Support Questions
Find answers, ask questions, and share your expertise

countDistinct() of dataset in Apache spark behave very different in "yarn" cluster mode ?

countDistinct() of dataset in Apache spark behave very different in "yarn" cluster mode ?

Expert Contributor

 Hi Everyone,
Hope you are doing well !

 

I have requirement to calculate profile's (such as min,max,unique count,null count,duplicate count etc) on each column of hive table using Apache spark.The input to spark job will be <database> & <table name>.

I am trying to implement the profile's as follow using spark Dataset/Dataframe API.

 

import org.apache.spark.SparkConf
import org.apache.spark.sql.types.{DataTypes, StructField, StructType}
import org.apache.spark.sql.{Row, SparkSession}
import org.apache.spark.sql.functions.countDistinct
import org.apache.spark.sql.functions._
import com.hortonworks.hwc.HiveWarehouseSession
import com.hortonworks.hwc.HiveWarehouseSession._


object sparkProfilerClient {

  def main(args: Array[String]): Unit = {
    val sparkConf = new SparkConf().setMaster("yarn").setAppName("Data Profiling")
    val sparkSession = SparkSession.builder().config(sparkConf).getOrCreate()
    val hive = HiveWarehouseSession.session(sparkSession).build()
    val sourceData = hive.executeQuery("SELECT *FROM <database>.<table>")
    sourceData.printSchema()

//Iterate on every column of hive table and calculate profiler's output
    sourceData.schema.foreach(st=> {
      val columnName = st.name.toString
      val nullcount = sourceData.filter(sourceData(columnName).isNull).count()
      val uniqueCount = sourceData.select(countDistinct(columnName)).collect()(0)
      //val uniqueCount = sourceData.select(columnName).distinct().collect()
      //sourceData.groupBy(sourceData(columnName)).count().show()

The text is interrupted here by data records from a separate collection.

PR #20911, opened 2021-05-21
app-editors/vim: add flag ipv6

vitaly-zdanevich:
Why not --disable-ipv6 see
https://vi.stackexchange.com/questions/31335/building-cannot-disable-ipv6-unrecognized-option
looks like this is the only correct way.

Closes: https://bugs.gentoo.org/790446

Signed-off-by: Vitaly Zdanevich <zdanevich.vitaly@ya.ru>


monsieurp:
Thank you for your contribution! I have merged the PR. :)

PR #20912, opened 2021-05-21
dev-libs/wt: new package

captaincrutches:
This adds Wt as a new package, at the current version 4.5.0.

Wt is a C++ framework for developing web applications.  Its source is [here](https://github.com/emweb/wt) and installation instructions are [here](https://www.webtoolkit.eu/wt/doc/reference/html/InstallationUnix.html).

The build itself is a fairly straightforward Cmake build, with just a few tweaks needed:
- Patch a [build failure](https://redmine.webtoolkit.eu/issues/8467) in gcc-11
- Blank out [WtInstall.cmake](https://github.com/emweb/wt/blob/master/WtInstall.cmake) since all it does is create `/var/run/wt` and make it owned by the `apache` user, which may not exist.  According to a QA notice, we don't want to install into `/var/run` anyway, and the FCGI connector does [attempt to create that directory](https://github.com/emweb/wt/blob/master/src/fcgi/Server.C#L354) at runtime.
- Install libraries to the correct libdir (i.e. `lib64`) instead of just `lib`

Besides that, we just turn on/off a few different cmake switches based on use flags and call it a day.

The reasoning behind the `REQUIRED_USE` is:
- If you're building `Wt::Dbo`, you should pick at least one backend
- Opengl is used for server-side image rendering bug [also requires GraphicsMagick to be installed](https://github.com/emweb/wt/blob/master/CMakeLists.txt#L528).

Tested on my ~amd64 machine with various combinations of flags and it seems good.  Everything's installed that I expect, and a local project that consumes Wt via `find_package(wt)` builds successfully against it.


captaincrutches:
Yeah, sounds fine to me - while this would be nice to have in gentoo, my own motivating cases to add it (and thus maintain it!) have since disappeared.  If someone else wants to pick up the slack, do feel free.

PR #20914, opened 2021-05-21
app-arch/upx: fix CVE-2020-24119

winterheart:
Bug: https://bugs.gentoo.org/790281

      println( st.name+":null Count:" + nullcount)
      println( st.name+":unique Count:" + uniqueCount)
    })
}
}

 


The "nullcount" variable gives me correct value in local and cluster mode both. But result not  getting stored as expected  in "unuqieCount" variable when we execute spark job in cluster-mode=yarn while works correctly in local mode.


Please find the output which i am getting after execution of spark code in yarn mode which is wrong. Everywhere output is like 0.

 

Spark Job Result in yarn modeSpark Job Result in yarn mode

I don't understand why it's happening like that. There are lots of links available on internet which explain us how to calculate distinct count value as given below. I have already tried all the links but still not understand why Apache spark not produced correct output.

 

Count Distinct Using Spark Dataset API



Source File:

 

id,firstname,lastname,dob,salary
12,satish,Khare,2014-12-11,34000.45
13,null,Pa,2013-12-24,null
14,sam,Paul,null,25000.65
15,marrie,null,2011-09-21,56788990.123
16,hank,Khare,2002-09-27,67780.45
null,walter,hamilton,2001-08-17,650.45

 


Do i have to change my coding approach of iteration on column and calculate profile's output?

Please point me in right direction ,if i am using spark functionality in wrong way?